Investigations on Quantum Correlations and Open Quantum System Dynamics Through Nuclear Spins

Abstract

In the presence of a high magnetic field, nuclear spins serve as an ideal testbed for studying quantum correlations and open quantum system dynamics in various physical phenomena ranging from quantum information processing and quantum foundations to quantum many-body physics. This is primarily due to the long classical (T1) and quantum (T2) memories of nuclear spins and robust control via radio frequency pulses. In this thesis, I will discuss my works on using nuclear spins to explore these areas. First, I will address our investigations of temporal correlations, quantified by the Leggett-Garg Inequality (LGI), of a qubit evolving under the superposition of unitary operators. Using a three-qubit quantum register, we experimentally realized superposed unitaries and demonstrated the violation of LGI beyond its maximal quantum value of 1.5, indicating enhanced non-classicality. Interestingly, we found that this superposed unitary dynamics improves robustness against decoherence. Next, I will discuss our work on Lee Yang (LY) zeros, points in the complex plane where the partition function goes to zero, which provide insights into a system’s thermodynamics and its behaviour near critical points. We propose a method to determine the full set of LY zeros of an asymmetric Ising system using a single quantum probe and demonstrate it experimentally with a three-qubit nuclear spin register. Interestingly, here also correlation plays an important role as the mutual information between the system and the quantum probe becomes maximum at the time points corresponding to LY zeros.
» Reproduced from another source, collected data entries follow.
PR #733, opened 2023-01-29
Use `/home/${USER}` instead of `${HOME}`

sdwolfz:
While trying to automate installing linuxbrew in an ansible playbook I noticed that all went well, apart from creating the `.cache` directory in the user's home.

This is because of multiple reasons:
1. To run in ansible I need it to `export NONINTERACTIVE=t`
2. To be able to execute it with sudo privileges through the ansible `become` functionality I need to already be root, and use sudo to switch back to the oriningal user.
3. It requires `-E` to preserve non-interactive
4. Because of this `-u` switches `${USER}` correctly but preserves `${HOME}` from `root`.

The workaround was to `export HOME=/home/{{ ansible_user_id }}` before execution, but honestly this should not be needed.

For reference, this is the ansible task that I wrote:

```yml
- name: Install homebrew
  ansible.builtin.shell: |
    set -eo pipefail

    export NONINTERACTIVE=1
    export HOME=/home/{{ ansible_user_id }}

    sudo -E -u {{ ansible_user_id }} `pwd`/install.sh
  args:
    chdir: '{{ homebrew_registered_repository_location.stdout }}'
  when: not homebrew_already_installed.stat.exists
  become: true
```

Unfortunately I could not find a better way to be able to automate this using ansible, reason why I'm proposing this change. If we replace the usage of `${HOME}` with `/home/${USER}` it should be identical to the current behaviour.

### DIFF
--- a/install.sh
+++ b/install.sh
@@ -112,9 +112,11 @@ OS="$(uname)"
 if [[ "${OS}" == "Linux" ]]
 then
   HOMEBREW_ON_LINUX=1
+  USER_HOME="/home/${USER}"
 elif [[ "${OS}" == "Darwin" ]]
 then
   HOMEBREW_ON_MACOS=1
+  USER_HOME="/Users/${USER}"
 else
   abort "Homebrew is only supported on macOS and Linux."
 fi
@@ -136,7 +138,7 @@ then
     HOMEBREW_PREFIX="/usr/local"
     HOMEBREW_REPOSITORY="${HOMEBREW_PREFIX}/Homebrew"
   fi
-  HOMEBREW_CACHE="${HOME}/Library/Caches/Homebrew"
+  HOMEBREW_CACHE="${USER_HOME}/Library/Caches/Homebrew"
 
   STAT_PRINTF=("stat" "-f")
   PERMISSION_FORMAT="%A"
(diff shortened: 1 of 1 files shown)


install.sh
```diff
@@ -112,9 +112,11 @@ OS="$(uname)"
 if [[ "${OS}" == "Linux" ]]
 then
   HOMEBREW_ON_LINUX=1
+  USER_HOME="/home/${USER}"
```
XuehaiPan, line 115: `$HOME` on Linux is not always `/home/$USER`

SMillerDev (changes requested):
That variable is supposed to contain your home directory. If it does not that's not up to Homebrew to fix.

dawidd6:
Instead of relying on the installation script, you can leverage instructions from https://docs.brew.sh/Installation#untar-anywhere-unsupported and automate in Ansible around that.

sdwolfz:
How about an alternative approach then? A way to force non-interactive mode, like from a command line argument? That way we could have at the beginning of the script:

```sh
# Process command line arguments
while [ $# -gt 0 ]
do
  key="$1"
  case "$key" in
    --non-interactive)
      NONINTERACTIVE=1
      shift
      ;;
    *)
      shift
      ;;
  esac
done
```

The ansible task can become:

```yml
- name: Install homebrew
  ansible.builtin.shell: |
    set -eo pipefail

    sudo -u {{ ansible_user_id }} `pwd`/install.sh --non-interactive
  args:
    chdir: '{{ homebrew_registered_repository_location.stdout }}'
  when: not homebrew_already_installed.stat.exists
  become: true
```

gromgit:
Does:
```
sudo -u {{ ansible_user_id }} NONINTERACTIVE=1 `pwd`/install.sh
```
not work?

sdwolfz:
For some reason it did not work initially when I tried it out (probably because I was using command instead of shell in ansible). Yes this works now.

Sorry for the trouble.

PR #328, opened 2019-02-09
Switch improvements(?)

Arceliar:
Reworks the switch logic.

Previously, if there was more than one node equally close to the destination, then it would break ties arbitrarily by preferring to forward to whichever node it looked at first (random, due to random go map iteration order).

Now, if two nodes are equally close, then prefer to the one with shorter `coords`, as this should tend to favor approaching from the parent side of a node rather than via one of their children. Since nodes select their parents, but not their children, this should (hopefully) give more consistent behavior. If two nodes are *also* have equal length `coords`, then break ties consistently based on whichever peer has the lowest port number.

Technically, we could forward to *any* node that's closer to the destination than we are, not necessarily the one that's closest by the tree metric, so there's some flexibility in how we do this. The approach here should avoid breaking anything that isn't always broken, I think, but it would still forward via a descendant if we know a shortcut that results in fewer total hops at the switch level. I'm not sure what the correct behavior is in that case (we don't want to accidentally trick it into always routing by the tree, otherwise a lot of things will break down).

Still to do: test on nodes with many peers, see if it makes sense to relax the forwarding rules any more than we already have.

### DIFF
--- a/misc/sim/treesim.go
+++ b/misc/sim/treesim.go
@@ -6,13 +6,15 @@ import "os"
 import "strings"
 import "strconv"
 import "time"
-import "log"
 
 import "runtime"
 import "runtime/pprof"
 import "flag"
 
+import "github.com/gologme/log"
+
 import . "github.com/yggdrasil-network/yggdrasil-go/src/yggdrasil"
+import . "github.com/yggdrasil-network/yggdrasil-go/src/crypto"
 
 ////////////////////////////////////////////////////////////////////////////////
 
--- a/src/yggdrasil/switch.go
+++ b/src/yggdrasil/switch.go
@@ -645,20 +645,39 @@ func (t *switchTable) handleIn(packet []byte, idle map[switchPort]struct{}) bool
 		ports[0].sendPacket(packet)
 		return true
 	}
+	table := t.getTable()
 	var best *peer
 	var bestDist int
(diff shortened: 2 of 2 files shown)


neilalexander:
I expect this will largely undo the load balancing effect that we currently have when multiple peerings are active across different interfaces to the same node?

Arceliar:
The load balancing *should* still work, because this applies only to idle links. But what *would* probably change is that there would be a consistent order among the links. So if A and B are both idle, A would always get selected first, and then B. The old behavior is to break this tie randomly on a per-packet basis. I haven't tested this yet, to see exactly what the effects are, but it seems like the node should still be able to forward traffic across all links. If anything, this may lead to *higher* bandwidth, since packets are more likely to follow a single path (and avoid reordering) in cases where thing are *not* too congested. Otherwise, it's possible that a consistent order (somehow) causes the user's traffic to throttle down earlier, but I'm not seeing an obvious reason why TCP would like this *less* than the current random setup. But that's one of the main things that needs testing.

One other thing, I think it probably leads to more stable latency in uncongested scenarios. Not necessarily *lower* latency, but less jitter, since the same path would now be used for every packet, unless congestion demands otherwise.

Arceliar:
Superseded by #338 for now.

PR #332, opened 2019-02-10
Improve yggdrasilconf in contrib

neilalexander:
This PR aims to be an overhaul of the `yggdrasilconf` utility in `contrib` so that we can flexibly read, write and manipulate configuration in either HJSON or JSON format, whilst preserving correct formatting and types. This is used by the `vyatta-yggdrasil` package and may be a good candidate for other projects too.


neilalexander:
Moving this to v0.3.4 as I'm probably going to scrap it and start again and I don't think this should block the release of v0.3.3.

PR #333, opened 2019-02-11
Simplifying Dockerfile

cwchristerw:
### DOCKER SUPPORT
With this change you only have to copy this Dockerfile as is and it will use git to clone all files needed.


neilalexander:
Does this perhaps limit to cloning from our own repository, rather than forks?

cwchristerw:
This will clone from this repository rather than fork but it's possible to create separate repository for these changes and leave old almost untouched but there was some file permission issues and that caused error if entrypoint.sh, build and some other file (I dont remember) was not 555.

cwchristerw:
In old one you would have to manually download or clone github repository, and then run commands from #218, but with this it's in image

neilalexander:
I don't really know anything about Docker so if @Arceliar is happy then I'm happy.

cwchristerw:
Also this from #218 with little change.

I would suggest you'll create docker repository for Docker Image stuff because someone may want to build older versions from releases or development.

And that is not possible with these newer changes because instead of using local copies this will always clone newest github repository.

Also there is no way to get development version because it uses automatically master. Using separate repository for docker makes easier to upgrade thing more faster in times when it's needed.

contrib/docker/Dockerfile
```diff
@@ -1,18 +1,19 @@
-FROM docker.io/golang:alpine as builder
+FROM golang:alpine as builder
```
jcgruenhage: Removing the registry here doesn't simplify the Dockerfile, it creates ambiguity, since different distributions and tools might default to different registries.

contrib/docker/Dockerfile
```diff
@@ -1,18 +1,19 @@
...
 
-COPY . /src
 WORKDIR /src
 
 ENV CGO_ENABLED=0
 
-RUN apk add git && ./build 
+RUN apk add git && \
+    git clone https://github.com/yggdrasil-network/yggdrasil-go.git . && \
+    ./build
```
jcgruenhage: *Why?*
It makes sure that you can only ever build the latest master commit and nothing else. This is horrible.

contrib/docker/Dockerfile
```diff
@@ -1,18 +1,19 @@
...
 
-FROM docker.io/alpine
+FROM alpine
```
jcgruenhage: See other comment above, same ambiguity problem.

contrib/docker/Dockerfile
```diff
@@ -1,18 +1,19 @@
...
 LABEL maintainer="Christer Waren/CWINFO <christer.waren@cwinfo.org>"
 
 COPY --from=builder /src/yggdrasil /usr/bin/yggdrasil
 COPY --from=builder /src/yggdrasilctl /usr/bin/yggdrasilctl
-COPY contrib/docker/entrypoint.sh /usr/bin/entrypoint.sh
+COPY --from=builder /src/contrib/docker/entrypoint.sh /usr/bin/entrypoint.sh
```
jcgruenhage: This would not be necessary if you hadn't done the clone thing.

PR #335, opened 2019-02-18
Version 0.3.3

neilalexander:
This is version 0.3.3. In terms of lines of code changed and the span of changes, this is probably one of our biggest pull requests yet - despite that it is mostly a maintenance/refactoring release and has not many user-facing changes.

Notable changes include:

- Node configuration is now stored centrally, rather than having fragments/copies distributed at startup time, which lets us implement...
- Dynamic reconfiguration, which allows reloading the configuration file to make changes during runtime by sending a `SIGHUP` signal (note: this only works with `-useconffile` and not `-useconf` and currently reconfiguring TUN/TAP is not supported)
- Support for building Yggdrasil as an iOS or Android framework if the appropriate tools (e.g. gomobile/gobind + SDKs) are available
- Flexible logging support, which allows for logging at different levels of verbosity
- Significant refactoring in various areas, including for link types (TCP, AWDL etc), generic streams and adapters
- Connection contexts used for TCP connections which allow more exotic socket options to be set, e.g.
  - Reusing the multicast socket across multiple running Yggdrasil instances
  - Allowing supported Macs to peer with other nearby Macs that aren't even on the same Wi-Fi network using AWDL
- Switch changes to improve parent selection
-  `ReadTimeout` option is now deprecated
- Simplified `systemd` service now in `contrib`
- macOS builds through CircleCI are now 64-bit only


Mikaela:
> * Dynamic reconfiguration, which allows reloading the configuration file to make changes during runtime by sending a `SIGHUP` signal (note: this only works with `-useconffile` and not `-useconf` and currently reconfiguring TUN/TAP is not supported)

Should `ExecReload=/bin/kill -HUP $MAINPID` added to `yggdrasil.service` in this case? If I am looking at the diff correctly, only mentioning to `yggdrasil-resume.service` was removed.

neilalexander:
Updated the `yggdrasil.service` file.

PR #348, opened 2019-03-01
contrib/busybox-init: add init.d script for busybox init

willeponken:
Hello there, I made this for my simple buildroot system, I though I'd add it here too :)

Next, I will report our investigations of the quantum Mpemba effect in nuclear spin relaxation, which is an open system dynamics naturally occurring in nuclear spins at long times. We theoretically showed that a system far from steady state can relax faster than one nearer to equilibrium and demonstrated it experimentally. Finally, I will discuss my other work the localization and delocalization of entanglement due to local interactions, which causes and the apparent violation of quantum data processing inequality. Apart from experimentally realizing the respective dynamics using NMR methods, it was shown that the violation and corresponding non-complete positivity was only apparent by constructing a completely positive and trace-preserving map that describes the process.